START Listed entries

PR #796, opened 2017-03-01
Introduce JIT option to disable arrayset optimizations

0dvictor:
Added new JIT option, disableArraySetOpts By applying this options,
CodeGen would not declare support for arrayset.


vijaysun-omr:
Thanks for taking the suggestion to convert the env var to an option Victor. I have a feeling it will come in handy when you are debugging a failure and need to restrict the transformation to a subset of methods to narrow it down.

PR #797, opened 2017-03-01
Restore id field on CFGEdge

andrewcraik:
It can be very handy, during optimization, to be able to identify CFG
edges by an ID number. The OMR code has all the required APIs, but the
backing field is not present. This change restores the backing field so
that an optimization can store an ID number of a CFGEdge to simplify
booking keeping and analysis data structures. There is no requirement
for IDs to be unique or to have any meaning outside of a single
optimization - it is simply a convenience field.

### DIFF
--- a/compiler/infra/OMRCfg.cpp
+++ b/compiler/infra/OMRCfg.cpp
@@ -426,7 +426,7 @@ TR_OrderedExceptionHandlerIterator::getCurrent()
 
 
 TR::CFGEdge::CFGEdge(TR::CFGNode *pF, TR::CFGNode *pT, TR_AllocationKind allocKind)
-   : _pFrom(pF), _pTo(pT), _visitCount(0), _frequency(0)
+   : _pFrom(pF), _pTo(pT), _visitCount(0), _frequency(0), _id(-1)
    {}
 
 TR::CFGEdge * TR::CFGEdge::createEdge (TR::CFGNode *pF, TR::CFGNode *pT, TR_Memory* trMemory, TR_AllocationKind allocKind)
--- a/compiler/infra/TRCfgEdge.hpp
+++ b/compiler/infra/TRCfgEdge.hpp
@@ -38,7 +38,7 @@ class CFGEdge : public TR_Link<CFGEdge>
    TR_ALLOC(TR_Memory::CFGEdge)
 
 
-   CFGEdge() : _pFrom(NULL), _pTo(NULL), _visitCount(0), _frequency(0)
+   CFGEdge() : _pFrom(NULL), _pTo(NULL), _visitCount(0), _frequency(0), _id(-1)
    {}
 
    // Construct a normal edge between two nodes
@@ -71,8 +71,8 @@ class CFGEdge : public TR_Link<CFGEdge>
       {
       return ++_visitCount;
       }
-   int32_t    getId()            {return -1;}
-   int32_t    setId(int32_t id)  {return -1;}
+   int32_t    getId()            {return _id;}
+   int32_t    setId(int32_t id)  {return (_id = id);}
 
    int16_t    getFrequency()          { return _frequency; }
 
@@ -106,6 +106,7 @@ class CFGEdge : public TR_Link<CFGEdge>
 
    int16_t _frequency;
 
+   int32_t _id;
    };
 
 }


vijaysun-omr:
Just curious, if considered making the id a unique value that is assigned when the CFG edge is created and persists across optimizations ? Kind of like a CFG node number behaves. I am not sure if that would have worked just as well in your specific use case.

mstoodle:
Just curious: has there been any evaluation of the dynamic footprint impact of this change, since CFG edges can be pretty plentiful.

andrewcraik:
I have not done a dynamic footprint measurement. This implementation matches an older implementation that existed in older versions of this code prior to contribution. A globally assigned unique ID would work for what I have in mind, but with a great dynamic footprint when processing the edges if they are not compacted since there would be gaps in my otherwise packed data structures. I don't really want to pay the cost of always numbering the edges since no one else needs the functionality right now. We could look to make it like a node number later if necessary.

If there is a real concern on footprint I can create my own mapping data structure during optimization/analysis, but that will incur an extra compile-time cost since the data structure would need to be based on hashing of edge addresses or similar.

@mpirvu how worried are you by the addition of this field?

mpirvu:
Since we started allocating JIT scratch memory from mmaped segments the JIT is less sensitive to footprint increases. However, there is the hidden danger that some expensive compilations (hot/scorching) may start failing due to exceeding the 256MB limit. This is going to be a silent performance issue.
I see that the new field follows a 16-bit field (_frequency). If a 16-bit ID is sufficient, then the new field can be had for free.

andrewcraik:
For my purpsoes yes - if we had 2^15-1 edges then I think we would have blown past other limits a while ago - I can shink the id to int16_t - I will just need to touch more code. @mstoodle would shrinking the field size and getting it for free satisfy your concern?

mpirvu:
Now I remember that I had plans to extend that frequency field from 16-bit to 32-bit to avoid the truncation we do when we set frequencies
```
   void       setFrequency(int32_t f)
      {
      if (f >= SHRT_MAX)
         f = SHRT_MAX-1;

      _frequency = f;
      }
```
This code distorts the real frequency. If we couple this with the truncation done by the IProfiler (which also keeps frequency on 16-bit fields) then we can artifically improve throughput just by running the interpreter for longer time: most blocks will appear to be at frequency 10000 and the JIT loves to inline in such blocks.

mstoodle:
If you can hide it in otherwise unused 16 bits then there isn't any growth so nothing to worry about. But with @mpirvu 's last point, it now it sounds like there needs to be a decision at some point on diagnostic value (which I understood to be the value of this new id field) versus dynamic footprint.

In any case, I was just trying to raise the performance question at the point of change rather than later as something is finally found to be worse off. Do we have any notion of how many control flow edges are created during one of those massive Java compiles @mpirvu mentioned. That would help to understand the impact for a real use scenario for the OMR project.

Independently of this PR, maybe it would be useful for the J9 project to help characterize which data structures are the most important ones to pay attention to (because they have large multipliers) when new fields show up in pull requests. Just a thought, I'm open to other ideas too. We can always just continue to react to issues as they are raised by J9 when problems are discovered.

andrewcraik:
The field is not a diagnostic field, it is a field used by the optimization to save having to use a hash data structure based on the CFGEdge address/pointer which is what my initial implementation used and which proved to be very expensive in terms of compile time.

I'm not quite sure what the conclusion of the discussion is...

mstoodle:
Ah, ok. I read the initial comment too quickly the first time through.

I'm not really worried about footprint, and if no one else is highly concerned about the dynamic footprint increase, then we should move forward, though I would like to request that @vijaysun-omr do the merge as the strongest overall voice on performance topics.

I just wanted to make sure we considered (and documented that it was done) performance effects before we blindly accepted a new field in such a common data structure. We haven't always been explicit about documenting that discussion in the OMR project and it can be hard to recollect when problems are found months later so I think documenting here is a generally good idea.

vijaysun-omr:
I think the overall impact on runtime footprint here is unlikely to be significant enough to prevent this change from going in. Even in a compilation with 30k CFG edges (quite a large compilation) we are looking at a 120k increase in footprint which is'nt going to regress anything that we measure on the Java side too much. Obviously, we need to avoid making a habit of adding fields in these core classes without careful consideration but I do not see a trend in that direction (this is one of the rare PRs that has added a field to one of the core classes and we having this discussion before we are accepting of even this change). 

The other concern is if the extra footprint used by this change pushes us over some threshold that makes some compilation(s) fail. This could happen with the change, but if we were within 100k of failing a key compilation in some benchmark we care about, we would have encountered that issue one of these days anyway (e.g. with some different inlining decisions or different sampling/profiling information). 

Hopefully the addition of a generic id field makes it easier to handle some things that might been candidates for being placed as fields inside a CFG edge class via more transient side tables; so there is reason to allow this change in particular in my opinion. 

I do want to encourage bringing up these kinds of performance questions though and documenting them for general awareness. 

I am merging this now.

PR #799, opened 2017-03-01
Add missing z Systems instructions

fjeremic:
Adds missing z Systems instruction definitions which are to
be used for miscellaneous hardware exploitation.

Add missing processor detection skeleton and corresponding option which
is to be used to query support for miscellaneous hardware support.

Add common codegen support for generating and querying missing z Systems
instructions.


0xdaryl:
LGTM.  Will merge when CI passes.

END Listed entries

## Your objective
In the data above, find each line where the string "structures" appears, then copy it.

## Answer box
booking keeping and analysis data structures. There is no requirement
I have not done a dynamic footprint measurement. This implementation matches an older implementation that existed in older versions of this code prior to contribution. A globally assigned unique ID would work for what I have in mind, but with a great dynamic footprint when processing the edges if they are not compacted since there would be gaps in my otherwise packed data structures. I don't really want to pay the cost of always numbering the edges since no one else needs the functionality right now. We could look to make it like a node number later if necessary.
Independently of this PR, maybe it would be useful for the J9 project to help characterize which data structures are the most important ones to pay attention to (because they have large multipliers) when new fields show up in pull requests. Just a thought, I'm open to other ideas too. We can always just continue to react to issues as they are raised by J9 when problems are discovered.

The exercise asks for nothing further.